The first article, by Aanand Naik and Laura Petersen, highlights the importance of implementation strategies where CER is concerned. The amount of current funding for medical research, the authors point out, is large; however, the real challenge is translating research into practice that actually reaches the bedside in a timely manner. Previous research, such as randomized trials, do not generally compare one treatment with another in terms of benefit for the patient. The authors cite the improvement in the safety and quality of primary percutaneous coronary intervention (PCI) over fibrinolytic therapy in controlled clinical settings. These findings were slow to be implemented into routine care. A shift, the authors conclude, is needed from the “science of recommendation to a science of implementation.” They advocate for an implementation research and development program to be put in place, such as in the Agency for Healthcare and Research Quality’s three-tiered model of evidence translation, which includes: (1) T1, clinical efficacy research; (2) T2, comparative-effectiveness and health services research; and (3) T3, implementation research.

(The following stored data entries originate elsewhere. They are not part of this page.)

PR #21, opened 2020-08-05
Use kernel-devsrc to support building modules on target

chaitu236:
kernel-dev doesn't contain everything needed to build modules on target.
Notably, files needed for building tools/objtool aren't present preventing modules from getting built when elfutils-dev is installed.
kernel-devsrc already provides all files needed to build module on target but it can't be installed as there are conflicts
with kernel-dev.

The changes
1. Removes /lib/modules/<kernel>/build from kernel-dev.
2. Add kernel-devsrc to the distribution.
3. Add a postinst script to kernel-devsrc that prepares /lib/modules/<kernel>/build so external modules can be built.
4. Add kernel-devsrc as dependency to dkms.

### DIFF
--- a/recipes-core/packagegroups/packagegroup-kernel-module-build.bb
+++ b/recipes-core/packagegroups/packagegroup-kernel-module-build.bb
@@ -8,5 +8,6 @@ RDEPENDS_${PN} = "\
 	gcc \
 	gcc-symlinks \
 	kernel-dev \
+	kernel-devsrc \
 	make \
 	"
--- a/recipes-kernel/dkms/dkms_%.bbappend
+++ b/recipes-kernel/dkms/dkms_%.bbappend
@@ -1,0 +1,1 @@
+RDEPENDS_${PN} += "kernel-devsrc"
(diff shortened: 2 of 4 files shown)


chaitu236:
@amstewart @gratian

gratian:
Can you describe a bit the testing you've done so far for this change?

chaitu236:
This is how I tested

1. Built the changes on sumo.
2. Unpacked kernel-dev.ipk and verified that it doesn't contain _/lib/moduels/kernel/build_ and the postinst script.
3. On a VM provisioned with latest stack, removed _/lib/modules/kernel/build_ that was installed with existing kernel-dev and installed the new kernel-devsrc.ipk without issues.
4. Ran the [postinst commands](https://github.com/ni/meta-nilrt/pull/21/commits/f71192a52d46c519e3e22ea987a6e3f0b0736bd7#diff-083fb8fc63c4ded50efcb4039b0625ca) manually, installed elfutils-dev and built [this](https://github.com/cb22/macbook12-spi-driver) driver successfully. Without these changes the driver build used to fail due to objtool missing.
5. Installed some NI software from MAX to the target and verified their .ko driver files were present after reboot (which means dkms succeeded). modprobe'd a couple of these drivers without issues.

gratian (approved):
LGTM.

amstewart (approved):
Looks good; ship it.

Jerry Avorn, in the second article, declares that the debate itself reveals much about the issues that will surround the research and application of CER in the years to come.  One reason to implement CER, he notes, is that health care policymakers currently have no systematic way of collecting or disseminating information on which goods and services differ in terms of efficacy, safety, and cost-effectiveness. Any corporation, he notes, would gladly spend the relative pittance required to find out whether it was “getting its money’s worth” from its purchases, so why would health care  be any different, considering CER funding is only one-twentieth of 1% of the $2 trillion annual health expenditure? Avorn pokes holes in the countering voices contributing an “avalanche of nonfacts” that have personified CER to be an “imaginary new federal body with broad powers;” in reality, he says, comparative studies are only threatening to “makers and sellers of costly goods and services that offer no benefit over existing alternatives,” and are in no way a demonstration of Big-Brotheresque government over freedom of choice in health care.

The final article concludes that CER in no way threatens personalized medicine. Authors Alan Garber and Sean Tunis write that “far from impeding personalized medicine, CER offers a way to hasten the discovery of the best approaches to personalization, providing more and better information with which to craft a management strategy for each individual patient.” He brings up genomic medicine, noting that while its implications are powerful, there is a lack of adequately designed studies in play to assess the clinical utility of genomic testing; once again, CER would address precisely this problem. In fact, CER could help clarify the best data to collect in future clinical studies and which forms of evidence are most useful to health care decision makers when choosing treatment options.